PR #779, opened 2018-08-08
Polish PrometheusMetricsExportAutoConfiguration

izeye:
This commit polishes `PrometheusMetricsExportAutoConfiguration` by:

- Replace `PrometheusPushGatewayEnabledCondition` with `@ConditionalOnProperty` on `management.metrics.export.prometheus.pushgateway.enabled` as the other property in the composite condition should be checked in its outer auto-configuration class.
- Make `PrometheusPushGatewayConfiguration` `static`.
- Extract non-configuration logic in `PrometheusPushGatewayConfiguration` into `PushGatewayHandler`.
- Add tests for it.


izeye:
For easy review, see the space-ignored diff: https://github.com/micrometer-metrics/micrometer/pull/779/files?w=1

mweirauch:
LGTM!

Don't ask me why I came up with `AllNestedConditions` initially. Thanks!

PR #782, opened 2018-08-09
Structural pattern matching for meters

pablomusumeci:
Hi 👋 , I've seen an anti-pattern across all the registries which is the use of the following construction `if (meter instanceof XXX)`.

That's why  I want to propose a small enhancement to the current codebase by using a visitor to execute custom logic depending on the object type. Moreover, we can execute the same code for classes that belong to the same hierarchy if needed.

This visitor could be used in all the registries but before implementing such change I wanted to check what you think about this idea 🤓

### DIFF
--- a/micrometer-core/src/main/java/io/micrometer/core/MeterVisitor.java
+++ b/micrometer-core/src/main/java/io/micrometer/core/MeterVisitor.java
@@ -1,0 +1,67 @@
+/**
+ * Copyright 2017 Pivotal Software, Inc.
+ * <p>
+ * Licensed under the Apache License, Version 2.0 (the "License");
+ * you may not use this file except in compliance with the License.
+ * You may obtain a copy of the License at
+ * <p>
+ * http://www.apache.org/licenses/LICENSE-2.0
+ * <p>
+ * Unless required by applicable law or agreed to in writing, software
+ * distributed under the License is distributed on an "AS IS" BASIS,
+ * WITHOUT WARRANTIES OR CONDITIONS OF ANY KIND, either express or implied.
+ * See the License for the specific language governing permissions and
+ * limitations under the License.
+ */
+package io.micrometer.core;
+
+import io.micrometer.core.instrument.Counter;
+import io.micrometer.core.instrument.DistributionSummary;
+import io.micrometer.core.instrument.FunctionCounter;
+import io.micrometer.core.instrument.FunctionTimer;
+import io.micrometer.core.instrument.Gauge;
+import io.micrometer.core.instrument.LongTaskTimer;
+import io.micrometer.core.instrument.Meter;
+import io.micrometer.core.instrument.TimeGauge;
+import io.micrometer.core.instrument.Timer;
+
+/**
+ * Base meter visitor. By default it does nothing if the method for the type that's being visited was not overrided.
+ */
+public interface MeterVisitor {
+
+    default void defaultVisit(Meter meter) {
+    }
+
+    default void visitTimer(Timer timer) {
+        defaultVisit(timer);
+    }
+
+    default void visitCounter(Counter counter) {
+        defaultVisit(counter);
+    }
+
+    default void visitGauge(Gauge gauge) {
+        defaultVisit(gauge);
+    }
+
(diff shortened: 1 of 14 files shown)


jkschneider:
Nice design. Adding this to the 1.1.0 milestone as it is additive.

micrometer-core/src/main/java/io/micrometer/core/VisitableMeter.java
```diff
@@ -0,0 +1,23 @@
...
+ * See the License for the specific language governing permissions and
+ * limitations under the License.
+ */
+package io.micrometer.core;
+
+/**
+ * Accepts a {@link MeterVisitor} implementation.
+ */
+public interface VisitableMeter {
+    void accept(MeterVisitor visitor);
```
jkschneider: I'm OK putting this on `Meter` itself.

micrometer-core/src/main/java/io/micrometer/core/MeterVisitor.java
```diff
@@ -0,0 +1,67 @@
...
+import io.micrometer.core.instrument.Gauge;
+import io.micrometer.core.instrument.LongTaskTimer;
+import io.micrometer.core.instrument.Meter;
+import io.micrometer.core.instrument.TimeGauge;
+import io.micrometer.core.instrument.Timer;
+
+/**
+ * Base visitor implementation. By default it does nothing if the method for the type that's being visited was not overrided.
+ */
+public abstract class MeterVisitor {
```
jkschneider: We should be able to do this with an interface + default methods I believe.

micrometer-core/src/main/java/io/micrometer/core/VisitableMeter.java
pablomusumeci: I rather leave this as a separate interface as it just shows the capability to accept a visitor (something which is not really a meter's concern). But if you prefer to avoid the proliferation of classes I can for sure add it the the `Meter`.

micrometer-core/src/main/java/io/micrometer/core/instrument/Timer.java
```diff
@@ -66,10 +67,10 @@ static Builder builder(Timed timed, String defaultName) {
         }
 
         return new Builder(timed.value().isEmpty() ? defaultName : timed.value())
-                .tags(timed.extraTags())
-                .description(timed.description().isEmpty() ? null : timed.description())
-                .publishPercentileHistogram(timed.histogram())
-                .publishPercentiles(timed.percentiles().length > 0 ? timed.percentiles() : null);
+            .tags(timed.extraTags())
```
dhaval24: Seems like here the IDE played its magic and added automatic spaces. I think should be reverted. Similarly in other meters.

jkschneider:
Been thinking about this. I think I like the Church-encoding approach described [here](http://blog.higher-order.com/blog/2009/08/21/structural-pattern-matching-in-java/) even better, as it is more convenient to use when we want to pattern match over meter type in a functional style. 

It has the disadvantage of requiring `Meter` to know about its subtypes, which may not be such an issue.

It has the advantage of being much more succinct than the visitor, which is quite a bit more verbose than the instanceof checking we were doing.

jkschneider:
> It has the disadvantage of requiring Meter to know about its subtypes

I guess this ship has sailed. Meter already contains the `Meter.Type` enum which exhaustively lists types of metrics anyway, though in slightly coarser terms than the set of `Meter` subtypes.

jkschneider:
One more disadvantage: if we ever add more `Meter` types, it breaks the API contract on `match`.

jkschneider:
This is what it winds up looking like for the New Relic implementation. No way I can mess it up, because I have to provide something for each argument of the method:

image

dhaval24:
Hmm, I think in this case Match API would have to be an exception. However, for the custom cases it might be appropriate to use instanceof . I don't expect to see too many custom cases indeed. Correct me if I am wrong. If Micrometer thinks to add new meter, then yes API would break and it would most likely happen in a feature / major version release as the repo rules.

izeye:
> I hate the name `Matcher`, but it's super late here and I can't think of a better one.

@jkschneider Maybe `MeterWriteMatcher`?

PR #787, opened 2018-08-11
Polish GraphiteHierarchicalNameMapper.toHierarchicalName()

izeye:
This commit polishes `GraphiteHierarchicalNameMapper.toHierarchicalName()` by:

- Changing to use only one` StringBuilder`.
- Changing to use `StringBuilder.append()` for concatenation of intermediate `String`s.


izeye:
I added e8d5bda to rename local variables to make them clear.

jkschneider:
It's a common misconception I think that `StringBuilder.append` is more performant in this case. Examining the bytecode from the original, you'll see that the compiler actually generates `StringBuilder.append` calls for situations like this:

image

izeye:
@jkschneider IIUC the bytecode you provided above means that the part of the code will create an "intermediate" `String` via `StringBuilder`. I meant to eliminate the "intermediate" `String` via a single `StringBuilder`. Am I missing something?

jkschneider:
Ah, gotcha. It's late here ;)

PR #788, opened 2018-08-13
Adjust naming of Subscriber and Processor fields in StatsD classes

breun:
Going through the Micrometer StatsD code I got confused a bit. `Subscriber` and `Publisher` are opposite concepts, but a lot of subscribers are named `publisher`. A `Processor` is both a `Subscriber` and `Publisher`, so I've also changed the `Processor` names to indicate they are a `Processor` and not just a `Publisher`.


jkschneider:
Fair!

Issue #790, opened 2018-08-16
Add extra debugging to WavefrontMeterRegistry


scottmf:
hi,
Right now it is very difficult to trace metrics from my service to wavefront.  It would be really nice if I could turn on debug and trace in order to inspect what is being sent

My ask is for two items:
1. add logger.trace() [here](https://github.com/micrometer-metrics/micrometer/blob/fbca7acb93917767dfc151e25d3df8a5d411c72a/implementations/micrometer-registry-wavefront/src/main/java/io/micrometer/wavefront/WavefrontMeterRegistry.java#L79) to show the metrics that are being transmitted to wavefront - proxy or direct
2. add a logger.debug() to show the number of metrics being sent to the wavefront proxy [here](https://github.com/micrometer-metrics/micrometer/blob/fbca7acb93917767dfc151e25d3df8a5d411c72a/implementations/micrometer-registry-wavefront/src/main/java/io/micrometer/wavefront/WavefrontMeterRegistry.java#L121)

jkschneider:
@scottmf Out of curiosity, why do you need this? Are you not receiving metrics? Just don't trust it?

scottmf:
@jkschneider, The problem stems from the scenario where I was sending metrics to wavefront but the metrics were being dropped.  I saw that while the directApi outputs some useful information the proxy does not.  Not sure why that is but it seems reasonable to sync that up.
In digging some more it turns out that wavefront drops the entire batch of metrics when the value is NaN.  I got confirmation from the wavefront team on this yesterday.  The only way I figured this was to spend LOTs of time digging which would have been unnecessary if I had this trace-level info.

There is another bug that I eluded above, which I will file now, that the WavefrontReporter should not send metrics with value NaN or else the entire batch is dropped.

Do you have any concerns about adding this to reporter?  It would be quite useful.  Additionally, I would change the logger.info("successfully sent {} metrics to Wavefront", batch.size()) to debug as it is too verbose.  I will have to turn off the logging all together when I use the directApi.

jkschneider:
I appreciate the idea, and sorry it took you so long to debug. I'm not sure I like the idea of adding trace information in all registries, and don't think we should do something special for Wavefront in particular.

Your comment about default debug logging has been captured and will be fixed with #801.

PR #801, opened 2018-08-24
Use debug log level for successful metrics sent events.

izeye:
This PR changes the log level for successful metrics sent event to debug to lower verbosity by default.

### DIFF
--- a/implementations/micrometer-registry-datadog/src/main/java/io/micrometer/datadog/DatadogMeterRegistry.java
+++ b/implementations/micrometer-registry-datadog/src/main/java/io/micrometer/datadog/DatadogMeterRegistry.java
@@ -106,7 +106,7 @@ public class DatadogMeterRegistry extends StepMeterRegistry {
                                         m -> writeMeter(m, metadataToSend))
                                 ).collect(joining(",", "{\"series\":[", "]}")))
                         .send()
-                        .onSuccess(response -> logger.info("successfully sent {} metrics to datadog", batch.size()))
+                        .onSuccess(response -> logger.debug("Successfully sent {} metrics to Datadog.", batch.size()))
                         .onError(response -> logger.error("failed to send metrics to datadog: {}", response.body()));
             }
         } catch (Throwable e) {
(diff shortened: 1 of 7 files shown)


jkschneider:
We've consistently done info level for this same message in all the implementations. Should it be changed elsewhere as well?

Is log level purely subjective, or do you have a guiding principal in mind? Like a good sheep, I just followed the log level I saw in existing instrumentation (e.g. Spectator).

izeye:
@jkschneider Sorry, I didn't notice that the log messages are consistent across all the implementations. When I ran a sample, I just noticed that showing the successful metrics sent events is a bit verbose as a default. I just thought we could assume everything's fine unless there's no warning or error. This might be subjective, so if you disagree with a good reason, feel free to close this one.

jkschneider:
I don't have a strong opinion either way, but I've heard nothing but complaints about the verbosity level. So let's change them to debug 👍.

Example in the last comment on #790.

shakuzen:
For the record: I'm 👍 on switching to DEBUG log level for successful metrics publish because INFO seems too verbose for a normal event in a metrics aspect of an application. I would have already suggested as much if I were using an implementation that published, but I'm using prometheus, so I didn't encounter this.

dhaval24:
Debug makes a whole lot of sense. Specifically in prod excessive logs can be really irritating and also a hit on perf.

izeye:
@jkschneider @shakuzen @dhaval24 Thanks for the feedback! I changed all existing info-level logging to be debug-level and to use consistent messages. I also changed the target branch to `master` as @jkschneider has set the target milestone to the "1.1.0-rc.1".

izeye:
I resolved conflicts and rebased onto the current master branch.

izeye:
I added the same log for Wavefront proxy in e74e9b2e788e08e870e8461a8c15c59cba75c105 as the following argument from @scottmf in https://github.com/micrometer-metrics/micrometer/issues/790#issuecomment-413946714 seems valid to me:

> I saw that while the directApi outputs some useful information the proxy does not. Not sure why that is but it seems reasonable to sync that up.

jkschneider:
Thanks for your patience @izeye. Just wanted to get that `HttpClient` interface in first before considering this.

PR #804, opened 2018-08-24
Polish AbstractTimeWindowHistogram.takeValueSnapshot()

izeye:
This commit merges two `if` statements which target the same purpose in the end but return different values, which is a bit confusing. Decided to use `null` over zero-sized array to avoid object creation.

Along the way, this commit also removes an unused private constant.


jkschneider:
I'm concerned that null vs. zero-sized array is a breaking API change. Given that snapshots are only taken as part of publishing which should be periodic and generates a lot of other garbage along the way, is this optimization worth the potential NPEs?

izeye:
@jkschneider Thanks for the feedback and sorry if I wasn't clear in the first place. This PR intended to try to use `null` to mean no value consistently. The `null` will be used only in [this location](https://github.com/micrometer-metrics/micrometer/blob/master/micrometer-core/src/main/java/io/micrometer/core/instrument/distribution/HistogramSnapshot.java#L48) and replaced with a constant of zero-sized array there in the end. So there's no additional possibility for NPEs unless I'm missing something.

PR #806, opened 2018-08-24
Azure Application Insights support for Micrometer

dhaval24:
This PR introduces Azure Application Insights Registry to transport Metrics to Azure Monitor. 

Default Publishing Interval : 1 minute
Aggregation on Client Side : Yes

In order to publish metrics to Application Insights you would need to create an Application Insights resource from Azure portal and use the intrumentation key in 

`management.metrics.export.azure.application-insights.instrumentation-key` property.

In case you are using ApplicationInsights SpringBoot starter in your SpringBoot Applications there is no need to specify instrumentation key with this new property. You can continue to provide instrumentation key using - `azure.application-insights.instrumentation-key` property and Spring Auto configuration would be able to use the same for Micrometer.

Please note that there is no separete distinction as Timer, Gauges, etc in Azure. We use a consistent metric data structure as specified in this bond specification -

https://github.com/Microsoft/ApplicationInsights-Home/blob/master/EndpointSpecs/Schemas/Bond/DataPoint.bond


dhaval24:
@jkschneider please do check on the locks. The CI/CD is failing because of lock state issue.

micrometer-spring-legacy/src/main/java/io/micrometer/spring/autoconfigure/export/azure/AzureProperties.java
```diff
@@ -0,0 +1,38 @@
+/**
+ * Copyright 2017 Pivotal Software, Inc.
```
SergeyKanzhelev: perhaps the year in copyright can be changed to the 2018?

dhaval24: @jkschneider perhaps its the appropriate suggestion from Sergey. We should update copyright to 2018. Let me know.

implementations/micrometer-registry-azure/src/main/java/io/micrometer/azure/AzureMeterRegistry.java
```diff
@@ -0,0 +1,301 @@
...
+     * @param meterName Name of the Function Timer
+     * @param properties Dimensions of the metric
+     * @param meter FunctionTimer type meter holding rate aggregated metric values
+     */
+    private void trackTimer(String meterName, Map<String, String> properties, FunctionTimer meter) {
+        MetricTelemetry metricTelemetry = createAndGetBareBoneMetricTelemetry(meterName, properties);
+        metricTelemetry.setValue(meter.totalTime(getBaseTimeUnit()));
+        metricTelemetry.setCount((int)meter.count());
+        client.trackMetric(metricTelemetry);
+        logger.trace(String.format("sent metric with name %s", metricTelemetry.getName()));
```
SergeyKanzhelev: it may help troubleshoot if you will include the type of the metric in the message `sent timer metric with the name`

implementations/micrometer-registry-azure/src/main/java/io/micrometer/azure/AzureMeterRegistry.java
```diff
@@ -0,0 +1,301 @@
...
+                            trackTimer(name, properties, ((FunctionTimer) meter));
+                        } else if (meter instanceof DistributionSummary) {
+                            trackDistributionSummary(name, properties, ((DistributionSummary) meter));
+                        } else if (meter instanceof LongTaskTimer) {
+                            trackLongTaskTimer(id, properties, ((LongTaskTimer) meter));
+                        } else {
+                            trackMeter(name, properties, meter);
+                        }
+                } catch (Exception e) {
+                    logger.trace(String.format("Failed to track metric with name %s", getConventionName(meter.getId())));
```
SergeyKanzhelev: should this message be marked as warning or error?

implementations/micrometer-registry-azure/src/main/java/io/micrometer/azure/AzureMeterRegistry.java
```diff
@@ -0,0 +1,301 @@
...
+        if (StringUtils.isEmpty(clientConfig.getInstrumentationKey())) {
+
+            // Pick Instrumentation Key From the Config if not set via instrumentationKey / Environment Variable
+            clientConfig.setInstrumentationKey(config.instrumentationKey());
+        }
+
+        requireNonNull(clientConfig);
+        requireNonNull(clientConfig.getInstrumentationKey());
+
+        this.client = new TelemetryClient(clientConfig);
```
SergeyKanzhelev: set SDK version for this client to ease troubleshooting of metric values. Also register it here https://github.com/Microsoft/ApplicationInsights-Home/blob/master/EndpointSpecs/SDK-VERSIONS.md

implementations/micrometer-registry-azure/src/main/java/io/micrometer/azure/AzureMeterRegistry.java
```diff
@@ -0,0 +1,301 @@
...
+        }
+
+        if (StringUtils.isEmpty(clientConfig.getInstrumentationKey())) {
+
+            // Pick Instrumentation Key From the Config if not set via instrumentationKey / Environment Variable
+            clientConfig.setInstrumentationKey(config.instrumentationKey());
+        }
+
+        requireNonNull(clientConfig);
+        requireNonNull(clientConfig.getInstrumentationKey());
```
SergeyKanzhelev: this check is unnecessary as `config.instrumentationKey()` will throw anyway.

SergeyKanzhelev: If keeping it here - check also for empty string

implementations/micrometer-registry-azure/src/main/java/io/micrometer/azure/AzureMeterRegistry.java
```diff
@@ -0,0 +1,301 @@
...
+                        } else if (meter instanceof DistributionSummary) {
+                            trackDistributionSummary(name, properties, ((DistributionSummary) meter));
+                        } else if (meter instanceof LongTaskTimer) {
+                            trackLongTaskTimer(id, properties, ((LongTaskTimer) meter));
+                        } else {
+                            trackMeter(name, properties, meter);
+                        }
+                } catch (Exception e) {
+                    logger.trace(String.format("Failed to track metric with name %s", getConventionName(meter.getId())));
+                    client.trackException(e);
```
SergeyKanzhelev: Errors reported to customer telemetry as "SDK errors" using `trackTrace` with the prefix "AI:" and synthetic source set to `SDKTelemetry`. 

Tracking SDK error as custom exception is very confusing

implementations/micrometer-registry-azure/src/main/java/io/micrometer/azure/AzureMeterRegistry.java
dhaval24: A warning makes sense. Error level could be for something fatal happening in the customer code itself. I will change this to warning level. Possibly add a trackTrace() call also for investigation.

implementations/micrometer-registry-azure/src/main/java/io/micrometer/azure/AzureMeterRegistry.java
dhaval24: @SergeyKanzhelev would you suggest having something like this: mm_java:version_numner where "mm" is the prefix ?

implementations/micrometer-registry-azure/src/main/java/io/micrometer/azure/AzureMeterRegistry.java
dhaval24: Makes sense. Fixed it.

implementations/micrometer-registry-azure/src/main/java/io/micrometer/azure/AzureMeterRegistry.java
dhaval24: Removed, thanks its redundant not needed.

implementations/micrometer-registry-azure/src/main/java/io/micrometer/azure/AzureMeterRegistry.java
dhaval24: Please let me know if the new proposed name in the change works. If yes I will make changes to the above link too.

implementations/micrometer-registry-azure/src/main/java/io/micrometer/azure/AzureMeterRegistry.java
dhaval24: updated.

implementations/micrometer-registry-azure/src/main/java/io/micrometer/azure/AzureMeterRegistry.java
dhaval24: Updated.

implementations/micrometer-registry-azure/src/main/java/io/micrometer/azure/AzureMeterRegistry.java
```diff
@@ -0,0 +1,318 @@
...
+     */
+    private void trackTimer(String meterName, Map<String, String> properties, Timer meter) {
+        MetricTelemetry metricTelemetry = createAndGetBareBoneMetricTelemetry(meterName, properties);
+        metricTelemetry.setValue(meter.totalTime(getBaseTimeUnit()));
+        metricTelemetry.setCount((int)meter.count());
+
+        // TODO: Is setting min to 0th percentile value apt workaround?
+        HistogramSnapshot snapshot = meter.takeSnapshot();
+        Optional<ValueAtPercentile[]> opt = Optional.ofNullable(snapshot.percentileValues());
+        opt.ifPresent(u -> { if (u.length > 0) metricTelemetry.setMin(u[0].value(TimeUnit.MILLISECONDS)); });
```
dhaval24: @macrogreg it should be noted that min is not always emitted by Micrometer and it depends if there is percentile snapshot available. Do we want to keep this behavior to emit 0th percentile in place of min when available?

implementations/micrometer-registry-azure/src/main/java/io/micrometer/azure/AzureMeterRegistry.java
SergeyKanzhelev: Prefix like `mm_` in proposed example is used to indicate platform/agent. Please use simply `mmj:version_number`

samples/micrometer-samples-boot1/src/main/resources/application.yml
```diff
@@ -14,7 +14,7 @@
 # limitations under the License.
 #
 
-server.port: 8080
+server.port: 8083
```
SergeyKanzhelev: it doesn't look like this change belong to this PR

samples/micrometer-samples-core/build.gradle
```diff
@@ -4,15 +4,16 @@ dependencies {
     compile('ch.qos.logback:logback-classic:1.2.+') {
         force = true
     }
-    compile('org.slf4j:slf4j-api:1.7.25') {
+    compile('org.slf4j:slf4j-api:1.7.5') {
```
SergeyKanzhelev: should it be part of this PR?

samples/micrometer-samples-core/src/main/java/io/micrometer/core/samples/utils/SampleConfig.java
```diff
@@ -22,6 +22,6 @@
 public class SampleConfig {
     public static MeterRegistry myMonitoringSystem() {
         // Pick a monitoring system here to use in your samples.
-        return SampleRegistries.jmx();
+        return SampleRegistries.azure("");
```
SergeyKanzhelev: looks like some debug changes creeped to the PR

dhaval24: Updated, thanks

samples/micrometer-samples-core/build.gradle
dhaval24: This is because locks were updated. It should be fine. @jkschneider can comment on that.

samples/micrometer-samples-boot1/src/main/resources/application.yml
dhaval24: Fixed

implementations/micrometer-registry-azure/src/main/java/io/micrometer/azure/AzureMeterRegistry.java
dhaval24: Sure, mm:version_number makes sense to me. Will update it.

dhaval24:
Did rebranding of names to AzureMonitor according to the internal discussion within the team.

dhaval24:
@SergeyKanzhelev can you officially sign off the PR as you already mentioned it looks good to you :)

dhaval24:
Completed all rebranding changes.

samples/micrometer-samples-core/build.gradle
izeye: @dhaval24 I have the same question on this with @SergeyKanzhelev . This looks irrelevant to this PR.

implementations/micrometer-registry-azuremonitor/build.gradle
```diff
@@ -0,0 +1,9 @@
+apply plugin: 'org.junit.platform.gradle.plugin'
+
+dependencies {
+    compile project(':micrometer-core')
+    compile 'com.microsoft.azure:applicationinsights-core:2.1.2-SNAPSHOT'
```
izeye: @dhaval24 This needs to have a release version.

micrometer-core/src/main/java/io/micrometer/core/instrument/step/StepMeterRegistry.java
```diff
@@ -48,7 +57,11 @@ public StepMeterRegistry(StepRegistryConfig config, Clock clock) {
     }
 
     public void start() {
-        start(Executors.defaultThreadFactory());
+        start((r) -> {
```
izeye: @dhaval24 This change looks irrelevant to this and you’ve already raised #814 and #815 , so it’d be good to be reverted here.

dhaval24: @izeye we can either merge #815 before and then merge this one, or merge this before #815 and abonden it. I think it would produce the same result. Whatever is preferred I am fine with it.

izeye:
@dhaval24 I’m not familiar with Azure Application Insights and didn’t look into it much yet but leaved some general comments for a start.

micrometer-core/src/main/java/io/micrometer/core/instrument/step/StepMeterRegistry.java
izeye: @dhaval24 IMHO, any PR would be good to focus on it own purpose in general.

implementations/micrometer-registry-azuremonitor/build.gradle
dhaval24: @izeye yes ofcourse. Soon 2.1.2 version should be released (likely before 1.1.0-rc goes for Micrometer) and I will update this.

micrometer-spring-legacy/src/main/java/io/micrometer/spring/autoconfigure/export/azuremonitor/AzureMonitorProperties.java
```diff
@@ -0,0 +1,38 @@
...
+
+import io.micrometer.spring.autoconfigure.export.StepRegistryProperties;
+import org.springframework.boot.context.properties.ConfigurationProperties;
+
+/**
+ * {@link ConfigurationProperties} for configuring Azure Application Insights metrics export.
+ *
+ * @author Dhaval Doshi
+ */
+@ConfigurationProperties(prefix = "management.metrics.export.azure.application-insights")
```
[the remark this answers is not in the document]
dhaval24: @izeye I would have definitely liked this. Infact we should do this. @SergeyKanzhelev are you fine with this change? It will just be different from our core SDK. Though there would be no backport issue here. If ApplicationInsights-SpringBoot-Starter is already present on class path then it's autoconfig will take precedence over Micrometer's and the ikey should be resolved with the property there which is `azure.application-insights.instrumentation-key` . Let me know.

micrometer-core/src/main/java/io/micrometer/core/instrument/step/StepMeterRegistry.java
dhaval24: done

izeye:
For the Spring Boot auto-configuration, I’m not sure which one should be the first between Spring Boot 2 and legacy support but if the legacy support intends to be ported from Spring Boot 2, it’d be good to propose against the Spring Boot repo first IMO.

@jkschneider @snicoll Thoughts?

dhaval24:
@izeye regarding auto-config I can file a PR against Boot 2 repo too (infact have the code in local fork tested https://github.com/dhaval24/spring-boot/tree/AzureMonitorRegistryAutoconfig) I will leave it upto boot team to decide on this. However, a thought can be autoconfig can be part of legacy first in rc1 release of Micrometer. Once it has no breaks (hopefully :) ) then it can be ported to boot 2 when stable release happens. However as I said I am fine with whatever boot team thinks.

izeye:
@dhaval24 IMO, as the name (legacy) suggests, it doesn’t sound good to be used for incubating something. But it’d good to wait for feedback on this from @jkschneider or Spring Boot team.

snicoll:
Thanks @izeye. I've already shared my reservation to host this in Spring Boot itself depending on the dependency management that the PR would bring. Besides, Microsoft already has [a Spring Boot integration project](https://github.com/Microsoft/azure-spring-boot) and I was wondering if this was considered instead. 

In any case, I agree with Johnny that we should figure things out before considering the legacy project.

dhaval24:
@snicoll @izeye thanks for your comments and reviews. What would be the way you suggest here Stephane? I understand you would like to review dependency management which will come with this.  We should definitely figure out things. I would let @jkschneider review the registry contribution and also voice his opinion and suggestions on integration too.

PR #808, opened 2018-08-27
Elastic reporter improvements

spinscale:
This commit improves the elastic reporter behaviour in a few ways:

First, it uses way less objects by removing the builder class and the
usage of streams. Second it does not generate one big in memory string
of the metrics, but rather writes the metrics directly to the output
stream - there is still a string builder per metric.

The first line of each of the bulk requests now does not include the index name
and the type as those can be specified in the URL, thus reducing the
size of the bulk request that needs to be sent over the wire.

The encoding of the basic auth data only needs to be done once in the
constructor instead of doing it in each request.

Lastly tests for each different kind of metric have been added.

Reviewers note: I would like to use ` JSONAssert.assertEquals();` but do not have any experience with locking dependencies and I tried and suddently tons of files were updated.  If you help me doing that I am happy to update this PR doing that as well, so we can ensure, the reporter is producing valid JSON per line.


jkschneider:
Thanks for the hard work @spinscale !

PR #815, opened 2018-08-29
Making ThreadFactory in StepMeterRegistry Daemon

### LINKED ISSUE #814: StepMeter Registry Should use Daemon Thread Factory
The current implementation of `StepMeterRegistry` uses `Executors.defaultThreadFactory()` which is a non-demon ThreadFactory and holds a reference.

§ **WORK INSTRUCTION**: The lines in the records above that include the word "visited" must be copied out.

§ **TASK RESULT**:
+ * Base meter visitor. By default it does nothing if the method for the type that's being visited was not overrided.
+ * Base visitor implementation. By default it does nothing if the method for the type that's being visited was not overrided.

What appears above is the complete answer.